Start of RECORDS PROVIDED
PR #1861, opened 2022-11-16
Fuse Concat Ops

chentong319:
This PR performs special Op fusion: Concat+(Shape, Transpose) into ConcatShapeTranspose at the decompose-onnx step. This may not be perfect place for the fusion. But it works for the target model and I just do not want to write another pass just for this. The PR is a followup of PR#1817.

### DIFF
--- a/src/Transform/ONNX/Decompose.cpp
+++ b/src/Transform/ONNX/Decompose.cpp
@@ -212,7 +212,7 @@ static bool isConcatFuseMatched(
     Operation *op, ONNXShapeOp &shapeOp, ONNXTransposeOp &transposeOp) {
   shapeOp = NULL;
   transposeOp = NULL;
-  bool failed;
+  bool failed = false;
   for (Operation *user : op->getUsers()) {
     if (isa<ONNXShapeOp>(user) && !shapeOp)
       shapeOp = cast<ONNXShapeOp>(user);
@@ -330,7 +330,7 @@ void DecomposeONNXToONNXPass::runOnOperation() {
   }
 #endif
 
-  if (failed(applyFullConversion(function, target, std::move(patterns))))
+  if (failed(applyPartialConversion(function, target, std::move(patterns))))
     signalPassFailure();
 }
 
--- a/src/Transform/ONNX/Decompose.cpp
+++ b/src/Transform/ONNX/Decompose.cpp
@@ -199,6 +199,45 @@ void populateDecomposingONNXBeforeMhloPatterns(
 }
 #endif
 
+struct ConcatFusePattern : public ConversionPattern {
+  ConcatFusePattern(MLIRContext *context)
+      : ConversionPattern(ONNXConcatOp::getOperationName(), 4, context) {}
+  LogicalResult matchAndRewrite(Operation *op, ArrayRef<Value> operands,
+      ConversionPatternRewriter &rewriter) const final {
+
+    ONNXConcatOp concatOp = ::llvm::dyn_cast<ONNXConcatOp>(op);
+    ONNXConcatOpAdaptor operatorAdaptor(operands, op->getAttrDictionary());
+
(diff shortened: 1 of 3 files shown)


src/Transform/ONNX/Decompose.cpp
```diff
@@ -199,6 +199,52 @@ void populateDecomposingONNXBeforeMhloPatterns(
...
+    for (Operation *user : op->getUsers()) {
+      if (isa<ONNXShapeOp>(user) && !shapeOp)
+        shapeOp = cast<ONNXShapeOp>(user);
+      else if (isa<ONNXTransposeOp>(user) && !transposeOp)
+        transposeOp = cast<ONNXTransposeOp>(user);
+      else
+        failed = true;
+    }
+    if (!(shapeOp && transposeOp && !failed))
+      return success();
```
tungld, line 231: Just curious, should this be `return failure()` to say the pattern does not match.

src/Transform/ONNX/Decompose.cpp
```diff
@@ -270,7 +331,7 @@ void DecomposeONNXToONNXPass::runOnOperation() {
   }
 #endif
 
-  if (failed(applyPartialConversion(function, target, std::move(patterns))))
+  if (failed(applyFullConversion(function, target, std::move(patterns))))
```
tungld, line 334: Why it is needed? Just for my learning.

tungld (approved):
LGTM. Thanks!

src/Transform/ONNX/Decompose.cpp
chentong319: Yes, it should be failure.

src/Transform/ONNX/Decompose.cpp
chentong319: Accidental change. I am also learning and testing any difference. I think that we should use Op transform instead of Conversion for this pass because it is transform within a dialect. We do not need typeconverter and target. Example llvm-project/mlir/lib/Dialect/SCF/Transforms/ForToWhile.cpp

src/Transform/ONNX/Decompose.cpp
chentong319: Actually I am not sure whether the failure means failure of match or rewrite. Maybe for match. If match and write is defined separately, the rewrite does not have return value.  If there are more than one rule for one operation, the match failure for each rule should not cause the failure the applyxxxxConversion.

chentong319:
@tungld After I changed the code, the lit test failed on linux but passed Mac with applyPartialConversion. Now I am testing applyFullConversion. If it failed, could you check my changes. I can't find the reason.
With debugging tool, I found that the matchAndRewrite will not be invoked on DynamicallyLegalOp.

tungld:
>  If it failed, could you check my changes. 

Yes, will take it over.

src/Transform/ONNX/Decompose.cpp
```diff
@@ -199,6 +199,60 @@ void populateDecomposingONNXBeforeMhloPatterns(
...
+// into a special Op
+//   %2, %3 = ConcatShapeTranspose(inputs, axis, start, end, perm)
+// This fusion is an experimental work for performance
+
+// Helper function: is the ConcatOp matched to the fusion pattern?
+static bool isConcatFuseMatched(
+    Operation *op, ONNXShapeOp &shapeOp, ONNXTransposeOp &transposeOp) {
+  shapeOp = NULL;
+  transposeOp = NULL;
+  bool failed;
```
tungld, line 215: @chentong319, this code caused the failures on Jenkins since `failed` is not intialized. It happens when building onnx-mlir with Release mode. Chaning this to `bool failed = false` will fix the failures.

chentong319: Thanks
End of RECORDS PROVIDED
EXERCISE DESCRIPTION:
Extract the full listing and reproduce each line exactly.

EXPECTED ANSWER:
PR #1861, opened 2022-11-16
Fuse Concat Ops

chentong319:
This PR performs special Op fusion: Concat+(Shape, Transpose) into ConcatShapeTranspose at the decompose-onnx step. This may not be perfect place for the fusion. But it works for the target model and I just do not want to write another pass just for this. The PR is a followup of PR#1817.

### DIFF
--- a/src/Transform/ONNX/Decompose.cpp
+++ b/src/Transform/ONNX/Decompose.cpp
@@ -212,7 +212,7 @@ static bool isConcatFuseMatched(
     Operation *op, ONNXShapeOp &shapeOp, ONNXTransposeOp &transposeOp) {
   shapeOp = NULL;
   transposeOp = NULL;
-  bool failed;
+  bool failed = false;
   for (Operation *user : op->getUsers()) {
     if (isa<ONNXShapeOp>(user) && !shapeOp)
       shapeOp = cast<ONNXShapeOp>(user);
@@ -330,7 +330,7 @@ void DecomposeONNXToONNXPass::runOnOperation() {
   }
 #endif
 
-  if (failed(applyFullConversion(function, target, std::move(patterns))))
+  if (failed(applyPartialConversion(function, target, std::move(patterns))))
     signalPassFailure();
 }
 
--- a/src/Transform/ONNX/Decompose.cpp
+++ b/src/Transform/ONNX/Decompose.cpp
@@ -199,6 +199,45 @@ void populateDecomposingONNXBeforeMhloPatterns(
 }
 #endif
 
+struct ConcatFusePattern : public ConversionPattern {
+  ConcatFusePattern(MLIRContext *context)
+      : ConversionPattern(ONNXConcatOp::getOperationName(), 4, context) {}
+  LogicalResult matchAndRewrite(Operation *op, ArrayRef<Value> operands,
+      ConversionPatternRewriter &rewriter) const final {
+
+    ONNXConcatOp concatOp = ::llvm::dyn_cast<ONNXConcatOp>(op);
+    ONNXConcatOpAdaptor operatorAdaptor(operands, op->getAttrDictionary());
+
(diff shortened: 1 of 3 files shown)


src/Transform/ONNX/Decompose.cpp
```diff
@@ -199,6 +199,52 @@ void populateDecomposingONNXBeforeMhloPatterns(
...
+    for (Operation *user : op->getUsers()) {
+      if (isa<ONNXShapeOp>(user) && !shapeOp)
+        shapeOp = cast<ONNXShapeOp>(user);
+      else if (isa<ONNXTransposeOp>(user) && !transposeOp)
+        transposeOp = cast<ONNXTransposeOp>(user);
+      else
+        failed = true;
+    }
+    if (!(shapeOp && transposeOp && !failed))
+      return success();
```
tungld, line 231: Just curious, should this be `return failure()` to say the pattern does not match.

src/Transform/ONNX/Decompose.cpp
```diff
@@ -270,7 +331,7 @@ void DecomposeONNXToONNXPass::runOnOperation() {
   }
 #endif
 
-  if (failed(applyPartialConversion(function, target, std::move(patterns))))
+  if (failed(applyFullConversion(function, target, std::move(patterns))))
```
tungld, line 334: Why it is needed? Just for my learning.

tungld (approved):
LGTM. Thanks!

src/Transform/ONNX/Decompose.cpp
chentong319: Yes, it should be failure.

src/Transform/ONNX/Decompose.cpp
chentong319: Accidental change. I am also learning and testing any difference. I think that we should use Op transform instead of Conversion for this pass because it is transform within a dialect. We do not need typeconverter and target. Example llvm-project/mlir/lib/Dialect/SCF/Transforms/ForToWhile.cpp

src/Transform/ONNX/Decompose.cpp
chentong319: Actually I am not sure whether the failure means failure of match or rewrite. Maybe for match. If match and write is defined separately, the rewrite does not have return value.  If there are more than one rule for one operation, the match failure for each rule should not cause the failure the applyxxxxConversion.

chentong319:
@tungld After I changed the code, the lit test failed on linux but passed Mac with applyPartialConversion. Now I am testing applyFullConversion. If it failed, could you check my changes. I can't find the reason.
With debugging tool, I found that the matchAndRewrite will not be invoked on DynamicallyLegalOp.

tungld:
>  If it failed, could you check my changes. 

Yes, will take it over.

src/Transform/ONNX/Decompose.cpp
```diff
@@ -199,6 +199,60 @@ void populateDecomposingONNXBeforeMhloPatterns(
...
+// into a special Op
+//   %2, %3 = ConcatShapeTranspose(inputs, axis, start, end, perm)
+// This fusion is an experimental work for performance
+
+// Helper function: is the ConcatOp matched to the fusion pattern?
+static bool isConcatFuseMatched(
+    Operation *op, ONNXShapeOp &shapeOp, ONNXTransposeOp &transposeOp) {
+  shapeOp = NULL;
+  transposeOp = NULL;
+  bool failed;
```
tungld, line 215: @chentong319, this code caused the failures on Jenkins since `failed` is not intialized. It happens when building onnx-mlir with Release mode. Chaning this to `bool failed = false` will fix the failures.

chentong319: Thanks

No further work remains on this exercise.